**Supplied data:**

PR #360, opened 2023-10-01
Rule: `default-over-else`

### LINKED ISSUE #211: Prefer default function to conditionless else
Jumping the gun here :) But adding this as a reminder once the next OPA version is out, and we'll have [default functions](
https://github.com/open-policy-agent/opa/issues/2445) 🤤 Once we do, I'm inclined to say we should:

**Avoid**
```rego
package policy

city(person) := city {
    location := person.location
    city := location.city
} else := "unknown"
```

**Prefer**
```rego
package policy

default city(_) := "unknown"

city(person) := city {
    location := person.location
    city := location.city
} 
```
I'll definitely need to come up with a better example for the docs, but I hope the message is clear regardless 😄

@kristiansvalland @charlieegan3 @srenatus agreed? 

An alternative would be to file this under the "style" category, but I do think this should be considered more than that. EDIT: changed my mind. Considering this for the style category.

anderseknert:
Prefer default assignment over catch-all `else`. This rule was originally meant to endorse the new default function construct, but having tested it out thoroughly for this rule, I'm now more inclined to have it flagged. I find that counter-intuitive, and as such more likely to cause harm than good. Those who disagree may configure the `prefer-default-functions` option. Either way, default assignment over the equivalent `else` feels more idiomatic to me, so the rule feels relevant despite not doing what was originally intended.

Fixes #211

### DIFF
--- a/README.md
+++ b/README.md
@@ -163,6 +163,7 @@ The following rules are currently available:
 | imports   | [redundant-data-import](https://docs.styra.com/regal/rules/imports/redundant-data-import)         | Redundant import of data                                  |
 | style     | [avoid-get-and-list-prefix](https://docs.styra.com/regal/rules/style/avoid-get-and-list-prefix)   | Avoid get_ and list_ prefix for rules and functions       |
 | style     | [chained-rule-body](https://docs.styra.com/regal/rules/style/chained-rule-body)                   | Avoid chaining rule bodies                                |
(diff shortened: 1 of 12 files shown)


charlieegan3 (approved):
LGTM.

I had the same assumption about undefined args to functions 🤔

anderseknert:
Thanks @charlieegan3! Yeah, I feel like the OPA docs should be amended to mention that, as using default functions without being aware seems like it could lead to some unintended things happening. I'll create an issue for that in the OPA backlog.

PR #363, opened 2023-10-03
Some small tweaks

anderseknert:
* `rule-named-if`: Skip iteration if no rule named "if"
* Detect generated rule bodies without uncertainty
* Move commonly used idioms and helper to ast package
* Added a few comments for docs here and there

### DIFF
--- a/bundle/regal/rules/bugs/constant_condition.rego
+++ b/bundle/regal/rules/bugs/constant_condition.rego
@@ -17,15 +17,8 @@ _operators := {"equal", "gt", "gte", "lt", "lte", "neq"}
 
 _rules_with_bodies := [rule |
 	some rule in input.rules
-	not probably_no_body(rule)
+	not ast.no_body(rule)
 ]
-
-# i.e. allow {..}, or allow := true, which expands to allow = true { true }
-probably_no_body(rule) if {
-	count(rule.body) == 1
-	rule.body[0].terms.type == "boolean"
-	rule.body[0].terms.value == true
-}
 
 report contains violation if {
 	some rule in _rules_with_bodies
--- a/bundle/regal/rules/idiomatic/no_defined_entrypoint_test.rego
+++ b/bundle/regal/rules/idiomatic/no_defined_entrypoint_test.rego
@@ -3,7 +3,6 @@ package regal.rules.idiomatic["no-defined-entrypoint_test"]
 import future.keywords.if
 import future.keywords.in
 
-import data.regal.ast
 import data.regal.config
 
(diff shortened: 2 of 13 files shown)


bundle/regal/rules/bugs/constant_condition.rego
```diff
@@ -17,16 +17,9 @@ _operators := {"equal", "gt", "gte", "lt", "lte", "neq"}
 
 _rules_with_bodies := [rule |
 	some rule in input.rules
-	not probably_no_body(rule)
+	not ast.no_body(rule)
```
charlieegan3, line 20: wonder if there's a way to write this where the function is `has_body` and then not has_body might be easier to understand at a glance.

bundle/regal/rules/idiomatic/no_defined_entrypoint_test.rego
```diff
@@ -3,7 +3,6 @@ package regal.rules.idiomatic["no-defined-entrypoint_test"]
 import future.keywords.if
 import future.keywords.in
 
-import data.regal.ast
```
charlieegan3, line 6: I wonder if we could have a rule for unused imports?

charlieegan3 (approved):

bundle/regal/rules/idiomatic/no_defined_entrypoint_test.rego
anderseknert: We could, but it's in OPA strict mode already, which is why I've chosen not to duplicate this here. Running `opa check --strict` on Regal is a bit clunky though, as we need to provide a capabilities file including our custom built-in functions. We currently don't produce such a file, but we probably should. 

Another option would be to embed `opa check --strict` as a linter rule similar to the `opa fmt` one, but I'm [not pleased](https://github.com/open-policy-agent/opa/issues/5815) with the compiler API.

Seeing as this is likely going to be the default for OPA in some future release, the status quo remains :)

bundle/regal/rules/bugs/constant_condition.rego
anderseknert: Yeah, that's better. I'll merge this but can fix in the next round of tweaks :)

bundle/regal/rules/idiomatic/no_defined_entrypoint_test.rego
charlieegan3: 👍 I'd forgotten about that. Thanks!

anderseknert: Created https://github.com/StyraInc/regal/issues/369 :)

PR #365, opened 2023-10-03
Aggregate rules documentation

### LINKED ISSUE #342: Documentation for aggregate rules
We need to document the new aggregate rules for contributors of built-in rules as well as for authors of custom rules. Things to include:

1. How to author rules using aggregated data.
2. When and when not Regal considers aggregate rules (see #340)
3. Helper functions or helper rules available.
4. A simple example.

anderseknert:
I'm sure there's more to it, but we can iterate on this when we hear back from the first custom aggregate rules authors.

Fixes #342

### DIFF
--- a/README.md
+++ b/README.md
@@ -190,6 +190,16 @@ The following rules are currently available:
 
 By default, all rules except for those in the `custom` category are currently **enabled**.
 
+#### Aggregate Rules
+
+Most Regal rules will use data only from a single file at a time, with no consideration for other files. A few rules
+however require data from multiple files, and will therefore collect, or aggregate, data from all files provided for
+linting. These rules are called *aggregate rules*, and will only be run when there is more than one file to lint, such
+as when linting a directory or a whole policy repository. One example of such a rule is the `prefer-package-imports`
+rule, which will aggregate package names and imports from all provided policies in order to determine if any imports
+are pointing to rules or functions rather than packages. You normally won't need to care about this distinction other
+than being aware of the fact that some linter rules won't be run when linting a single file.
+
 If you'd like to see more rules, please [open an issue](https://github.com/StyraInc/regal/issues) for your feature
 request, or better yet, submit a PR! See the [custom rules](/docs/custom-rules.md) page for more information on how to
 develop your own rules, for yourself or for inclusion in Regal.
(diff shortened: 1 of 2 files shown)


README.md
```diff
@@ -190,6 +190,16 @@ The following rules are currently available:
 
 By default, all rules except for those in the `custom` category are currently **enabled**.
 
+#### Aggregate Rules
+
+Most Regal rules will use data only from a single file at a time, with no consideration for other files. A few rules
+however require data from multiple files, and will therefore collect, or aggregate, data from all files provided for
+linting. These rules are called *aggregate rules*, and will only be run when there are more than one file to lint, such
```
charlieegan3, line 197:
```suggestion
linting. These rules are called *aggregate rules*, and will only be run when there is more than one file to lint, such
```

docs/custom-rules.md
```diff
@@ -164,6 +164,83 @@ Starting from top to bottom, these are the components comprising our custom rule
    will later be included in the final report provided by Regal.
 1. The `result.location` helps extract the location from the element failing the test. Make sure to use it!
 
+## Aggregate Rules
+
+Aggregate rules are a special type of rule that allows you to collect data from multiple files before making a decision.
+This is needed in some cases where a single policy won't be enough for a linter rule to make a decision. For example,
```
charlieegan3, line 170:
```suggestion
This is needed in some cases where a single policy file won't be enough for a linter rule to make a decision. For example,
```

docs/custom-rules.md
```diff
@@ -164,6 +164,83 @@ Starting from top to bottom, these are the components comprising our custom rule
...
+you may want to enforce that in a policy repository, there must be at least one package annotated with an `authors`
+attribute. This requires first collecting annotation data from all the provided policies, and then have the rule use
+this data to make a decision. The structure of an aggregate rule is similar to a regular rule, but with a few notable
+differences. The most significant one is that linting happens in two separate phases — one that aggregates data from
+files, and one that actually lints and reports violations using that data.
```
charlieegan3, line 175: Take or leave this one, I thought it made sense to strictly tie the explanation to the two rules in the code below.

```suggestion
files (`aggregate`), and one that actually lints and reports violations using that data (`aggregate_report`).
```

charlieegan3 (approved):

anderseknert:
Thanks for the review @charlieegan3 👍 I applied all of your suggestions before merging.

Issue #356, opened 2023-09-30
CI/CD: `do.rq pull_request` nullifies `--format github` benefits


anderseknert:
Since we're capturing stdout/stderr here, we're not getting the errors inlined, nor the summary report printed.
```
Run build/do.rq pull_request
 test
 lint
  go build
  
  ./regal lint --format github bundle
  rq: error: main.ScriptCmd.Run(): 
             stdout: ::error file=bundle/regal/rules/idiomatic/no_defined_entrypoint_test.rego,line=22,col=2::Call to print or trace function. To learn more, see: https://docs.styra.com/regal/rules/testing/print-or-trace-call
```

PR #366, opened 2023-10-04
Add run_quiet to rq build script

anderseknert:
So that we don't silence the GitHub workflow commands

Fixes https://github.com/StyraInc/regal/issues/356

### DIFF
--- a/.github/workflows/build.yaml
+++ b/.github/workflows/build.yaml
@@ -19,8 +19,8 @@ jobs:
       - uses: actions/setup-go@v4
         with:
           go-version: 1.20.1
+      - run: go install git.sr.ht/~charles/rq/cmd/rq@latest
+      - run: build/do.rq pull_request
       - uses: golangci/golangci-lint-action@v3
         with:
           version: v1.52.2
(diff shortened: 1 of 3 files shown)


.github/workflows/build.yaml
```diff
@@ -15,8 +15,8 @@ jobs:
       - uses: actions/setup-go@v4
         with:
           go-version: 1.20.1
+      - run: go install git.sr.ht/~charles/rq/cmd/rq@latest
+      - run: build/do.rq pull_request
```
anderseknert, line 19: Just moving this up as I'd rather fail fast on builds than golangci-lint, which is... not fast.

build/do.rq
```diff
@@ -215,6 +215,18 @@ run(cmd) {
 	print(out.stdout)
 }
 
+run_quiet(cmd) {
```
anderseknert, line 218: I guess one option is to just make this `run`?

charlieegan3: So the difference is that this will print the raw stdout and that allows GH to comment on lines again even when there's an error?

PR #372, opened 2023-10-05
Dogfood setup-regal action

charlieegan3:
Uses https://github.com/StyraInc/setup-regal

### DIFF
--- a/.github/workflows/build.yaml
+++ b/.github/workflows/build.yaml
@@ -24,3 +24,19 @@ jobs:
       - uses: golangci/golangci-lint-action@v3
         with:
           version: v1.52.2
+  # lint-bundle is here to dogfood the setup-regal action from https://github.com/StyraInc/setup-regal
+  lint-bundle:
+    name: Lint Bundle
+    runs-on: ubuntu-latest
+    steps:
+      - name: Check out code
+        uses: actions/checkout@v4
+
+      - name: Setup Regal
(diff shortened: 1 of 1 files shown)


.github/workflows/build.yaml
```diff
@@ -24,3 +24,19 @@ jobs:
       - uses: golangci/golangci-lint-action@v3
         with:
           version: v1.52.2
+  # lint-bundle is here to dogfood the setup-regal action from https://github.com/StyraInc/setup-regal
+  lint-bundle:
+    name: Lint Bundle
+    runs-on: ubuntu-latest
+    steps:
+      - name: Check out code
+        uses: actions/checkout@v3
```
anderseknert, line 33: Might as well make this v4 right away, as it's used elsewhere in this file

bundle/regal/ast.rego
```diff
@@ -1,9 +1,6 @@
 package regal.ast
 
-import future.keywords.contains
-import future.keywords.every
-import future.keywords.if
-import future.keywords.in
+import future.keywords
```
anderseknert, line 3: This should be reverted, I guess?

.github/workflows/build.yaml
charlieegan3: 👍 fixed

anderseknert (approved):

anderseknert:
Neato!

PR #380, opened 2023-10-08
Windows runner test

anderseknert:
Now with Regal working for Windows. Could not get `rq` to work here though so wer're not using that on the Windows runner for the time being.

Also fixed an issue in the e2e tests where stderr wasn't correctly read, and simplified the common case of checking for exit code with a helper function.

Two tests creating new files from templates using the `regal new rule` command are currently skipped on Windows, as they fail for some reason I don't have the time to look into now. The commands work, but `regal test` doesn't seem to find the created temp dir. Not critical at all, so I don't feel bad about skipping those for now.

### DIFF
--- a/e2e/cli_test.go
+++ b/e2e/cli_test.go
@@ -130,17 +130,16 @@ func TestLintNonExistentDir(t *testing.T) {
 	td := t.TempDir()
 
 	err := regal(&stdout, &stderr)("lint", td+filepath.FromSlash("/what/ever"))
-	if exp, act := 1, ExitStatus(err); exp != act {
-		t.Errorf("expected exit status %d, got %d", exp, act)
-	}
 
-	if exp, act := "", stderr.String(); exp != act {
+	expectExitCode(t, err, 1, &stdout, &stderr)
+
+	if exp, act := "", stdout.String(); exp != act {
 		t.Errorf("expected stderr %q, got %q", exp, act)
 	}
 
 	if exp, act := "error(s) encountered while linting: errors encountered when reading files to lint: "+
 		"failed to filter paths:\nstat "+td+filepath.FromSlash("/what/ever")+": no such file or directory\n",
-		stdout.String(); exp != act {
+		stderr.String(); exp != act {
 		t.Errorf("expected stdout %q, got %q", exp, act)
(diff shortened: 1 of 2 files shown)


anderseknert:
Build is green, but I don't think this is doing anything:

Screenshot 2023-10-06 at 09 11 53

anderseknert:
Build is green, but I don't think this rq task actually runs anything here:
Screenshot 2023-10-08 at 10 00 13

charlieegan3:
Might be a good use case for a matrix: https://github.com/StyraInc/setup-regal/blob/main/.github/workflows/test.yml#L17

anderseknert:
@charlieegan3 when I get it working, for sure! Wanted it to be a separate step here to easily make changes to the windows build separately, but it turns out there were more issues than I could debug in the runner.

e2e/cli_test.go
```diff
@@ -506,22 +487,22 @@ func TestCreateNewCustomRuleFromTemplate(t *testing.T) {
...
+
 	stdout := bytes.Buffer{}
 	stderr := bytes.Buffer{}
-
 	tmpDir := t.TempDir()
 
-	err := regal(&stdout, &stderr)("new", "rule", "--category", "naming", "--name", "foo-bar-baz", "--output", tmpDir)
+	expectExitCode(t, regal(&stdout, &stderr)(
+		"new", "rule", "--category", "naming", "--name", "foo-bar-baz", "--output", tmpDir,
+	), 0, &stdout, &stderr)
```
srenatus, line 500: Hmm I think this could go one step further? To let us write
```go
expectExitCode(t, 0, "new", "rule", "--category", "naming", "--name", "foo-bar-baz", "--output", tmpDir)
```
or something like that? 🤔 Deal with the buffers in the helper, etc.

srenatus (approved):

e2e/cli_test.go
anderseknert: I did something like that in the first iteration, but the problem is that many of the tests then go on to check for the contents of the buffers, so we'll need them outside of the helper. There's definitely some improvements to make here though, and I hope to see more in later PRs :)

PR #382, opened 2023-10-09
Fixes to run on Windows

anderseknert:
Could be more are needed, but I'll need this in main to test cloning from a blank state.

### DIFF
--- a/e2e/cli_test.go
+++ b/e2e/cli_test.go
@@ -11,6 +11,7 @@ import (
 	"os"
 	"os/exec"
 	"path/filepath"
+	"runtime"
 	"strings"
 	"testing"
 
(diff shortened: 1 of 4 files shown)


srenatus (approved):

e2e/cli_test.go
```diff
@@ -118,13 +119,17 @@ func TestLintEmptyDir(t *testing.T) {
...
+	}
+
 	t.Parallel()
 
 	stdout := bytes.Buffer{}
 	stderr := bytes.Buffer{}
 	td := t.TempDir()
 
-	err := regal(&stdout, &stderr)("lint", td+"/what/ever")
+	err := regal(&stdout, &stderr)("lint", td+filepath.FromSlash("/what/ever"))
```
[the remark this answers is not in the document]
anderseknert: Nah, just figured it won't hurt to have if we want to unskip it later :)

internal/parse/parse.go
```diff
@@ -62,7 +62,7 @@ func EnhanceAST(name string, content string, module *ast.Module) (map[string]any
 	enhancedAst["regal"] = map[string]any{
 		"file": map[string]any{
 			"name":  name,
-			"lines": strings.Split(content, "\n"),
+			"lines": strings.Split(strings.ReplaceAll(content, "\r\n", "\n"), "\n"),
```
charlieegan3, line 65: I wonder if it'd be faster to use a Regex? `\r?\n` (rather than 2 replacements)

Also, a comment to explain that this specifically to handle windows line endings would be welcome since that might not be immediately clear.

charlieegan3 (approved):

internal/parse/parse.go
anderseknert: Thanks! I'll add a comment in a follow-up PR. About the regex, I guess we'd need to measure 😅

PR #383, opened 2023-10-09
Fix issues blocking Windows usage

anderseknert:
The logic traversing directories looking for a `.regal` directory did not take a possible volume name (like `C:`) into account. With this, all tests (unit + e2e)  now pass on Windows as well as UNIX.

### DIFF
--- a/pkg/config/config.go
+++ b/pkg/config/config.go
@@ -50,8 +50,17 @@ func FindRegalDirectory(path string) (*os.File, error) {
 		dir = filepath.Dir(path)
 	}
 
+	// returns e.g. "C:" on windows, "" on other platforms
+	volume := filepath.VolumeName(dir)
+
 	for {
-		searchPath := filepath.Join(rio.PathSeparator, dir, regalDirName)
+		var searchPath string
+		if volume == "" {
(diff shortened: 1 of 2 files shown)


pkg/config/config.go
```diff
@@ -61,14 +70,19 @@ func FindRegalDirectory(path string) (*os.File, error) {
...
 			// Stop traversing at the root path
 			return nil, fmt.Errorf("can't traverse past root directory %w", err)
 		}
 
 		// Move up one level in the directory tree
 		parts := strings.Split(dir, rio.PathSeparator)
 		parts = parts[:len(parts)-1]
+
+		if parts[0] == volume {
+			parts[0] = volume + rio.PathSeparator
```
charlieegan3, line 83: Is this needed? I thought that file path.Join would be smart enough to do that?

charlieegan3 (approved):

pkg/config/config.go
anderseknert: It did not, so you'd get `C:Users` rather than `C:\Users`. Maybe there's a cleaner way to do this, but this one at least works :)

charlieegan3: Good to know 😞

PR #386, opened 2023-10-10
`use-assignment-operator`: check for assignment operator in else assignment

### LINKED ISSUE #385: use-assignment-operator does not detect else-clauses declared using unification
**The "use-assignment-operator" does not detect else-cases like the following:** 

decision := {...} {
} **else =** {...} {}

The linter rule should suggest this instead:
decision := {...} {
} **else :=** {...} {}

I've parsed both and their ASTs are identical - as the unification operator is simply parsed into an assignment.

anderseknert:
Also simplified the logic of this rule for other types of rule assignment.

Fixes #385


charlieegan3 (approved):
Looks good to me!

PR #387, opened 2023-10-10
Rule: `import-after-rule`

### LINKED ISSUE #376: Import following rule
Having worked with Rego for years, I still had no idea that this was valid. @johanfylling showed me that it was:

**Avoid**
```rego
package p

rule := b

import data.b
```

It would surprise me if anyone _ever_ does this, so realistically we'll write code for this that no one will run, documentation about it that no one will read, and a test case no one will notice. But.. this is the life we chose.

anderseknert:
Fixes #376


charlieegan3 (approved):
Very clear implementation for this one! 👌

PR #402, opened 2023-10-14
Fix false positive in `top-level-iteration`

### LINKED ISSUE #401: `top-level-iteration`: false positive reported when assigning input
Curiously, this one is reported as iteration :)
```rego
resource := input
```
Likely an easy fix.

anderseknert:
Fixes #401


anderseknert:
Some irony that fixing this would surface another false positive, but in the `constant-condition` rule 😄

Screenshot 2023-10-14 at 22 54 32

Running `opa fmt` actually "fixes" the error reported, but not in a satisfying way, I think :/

**Exercise:** The answer is every line in the data where the word "jobs" appears.

**Response to this exercise:**
@@ -19,8 +19,8 @@ jobs:
@@ -15,8 +15,8 @@ jobs:
@@ -24,3 +24,19 @@ jobs:
@@ -24,3 +24,19 @@ jobs:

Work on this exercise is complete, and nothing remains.